Work to complete >>
Keeping every character as it is, transcribe the entries below.

Supplied entries >>
PR #1806, opened 2023-07-19
[WIP] feat(): Add new pricing calculator panel to pricing page

oliver-daniel:
Tracking changes to this.

As of Jul 18 the presentational components look like crap and a lot of files are in what I think are in the wrong place, but types have been moved around slightly and should be relatively futureproof.


src/modules/pricing/plan-calculator/prices.ts
```diff
@@ -0,0 +1,83 @@
...
+
+export const regions = [
+  { key: "us-east-2", label: "Ohio", available: true },
+  { key: "us-west-2", label: "Oregon", available: true },
+  { key: "eu-west-1", label: "Ireland", available: true },
+  { key: "ap-south-1", label: "Mumbai", available: false },
+  { key: "eu-central-1", label: "Frankfurt", available: false },
+] as const
+
+type AvailableRegion = Extract<typeof regions[number], { available: true }>
```
oliver-daniel, line 29: Using this type for the `pricesByRegion` object's keys guarantees that if another region is made available, TS will yell at you to ensure that it is added as a key.

src/modules/pricing/plan-calculator/prices.ts
```diff
@@ -0,0 +1,83 @@
...
+
+export const pricesByRegion: { [key in AvailableRegion["key"]]: Spec[] } = {
```
argshook, line 31: @oliver-daniel 
There should not be a need to hardcode `pricesByRegion`

see these, you should be able to reuse:

1. https://github.com/questdb/questdb.io/blob/b5226d71b1efdabf5b79fd73677395b670cacf47/src/modules/pricing/plans/plans.ts#L6-L9
2. https://github.com/questdb/questdb.io/blob/b5226d71b1efdabf5b79fd73677395b670cacf47/src/modules/pricing/pricing-table/specs.ts#L30-L181

oliver-daniel: Agreed; indeed it's the same data reformatted, albeit opinionatedly. I'm kind of approaching it from a "code-as-content" perspective, trying to keep all the "arbitrary"/non-computed information in one place whenever possible, almost like it would appear in the CMS.

insmac:
I'll review this when it's more polished (just because there will be a lot of changes incoming I presume). 
I like using Radix primitive for the slider, as it's headless and we have experience with its implementation.

src/modules/pricing/plan-calculator/prices.ts
argshook: That's fine, you can change the format if it works better in your case.
Just be sure to not duplicate it: i.e. when new format is added, most likely the previous one should be removed.

If both are needed, then let's instead come up with some helper function
which would convert. Happy to help if needed, let me know.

Response to this task >>
PR #1806, opened 2023-07-19
[WIP] feat(): Add new pricing calculator panel to pricing page

oliver-daniel:
Tracking changes to this.

As of Jul 18 the presentational components look like crap and a lot of files are in what I think are in the wrong place, but types have been moved around slightly and should be relatively futureproof.


src/modules/pricing/plan-calculator/prices.ts
```diff
@@ -0,0 +1,83 @@
...
+
+export const regions = [
+  { key: "us-east-2", label: "Ohio", available: true },
+  { key: "us-west-2", label: "Oregon", available: true },
+  { key: "eu-west-1", label: "Ireland", available: true },
+  { key: "ap-south-1", label: "Mumbai", available: false },
+  { key: "eu-central-1", label: "Frankfurt", available: false },
+] as const
+
+type AvailableRegion = Extract<typeof regions[number], { available: true }>
```
oliver-daniel, line 29: Using this type for the `pricesByRegion` object's keys guarantees that if another region is made available, TS will yell at you to ensure that it is added as a key.

src/modules/pricing/plan-calculator/prices.ts
```diff
@@ -0,0 +1,83 @@
...
+
+export const pricesByRegion: { [key in AvailableRegion["key"]]: Spec[] } = {
```
argshook, line 31: @oliver-daniel 
There should not be a need to hardcode `pricesByRegion`

see these, you should be able to reuse:

1. https://github.com/questdb/questdb.io/blob/b5226d71b1efdabf5b79fd73677395b670cacf47/src/modules/pricing/plans/plans.ts#L6-L9
2. https://github.com/questdb/questdb.io/blob/b5226d71b1efdabf5b79fd73677395b670cacf47/src/modules/pricing/pricing-table/specs.ts#L30-L181

oliver-daniel: Agreed; indeed it's the same data reformatted, albeit opinionatedly. I'm kind of approaching it from a "code-as-content" perspective, trying to keep all the "arbitrary"/non-computed information in one place whenever possible, almost like it would appear in the CMS.

insmac:
I'll review this when it's more polished (just because there will be a lot of changes incoming I presume). 
I like using Radix primitive for the slider, as it's headless and we have experience with its implementation.

src/modules/pricing/plan-calculator/prices.ts
argshook: That's fine, you can change the format if it works better in your case.
Just be sure to not duplicate it: i.e. when new format is added, most likely the previous one should be removed.

If both are needed, then let's instead come up with some helper function
which would convert. Happy to help if needed, let me know.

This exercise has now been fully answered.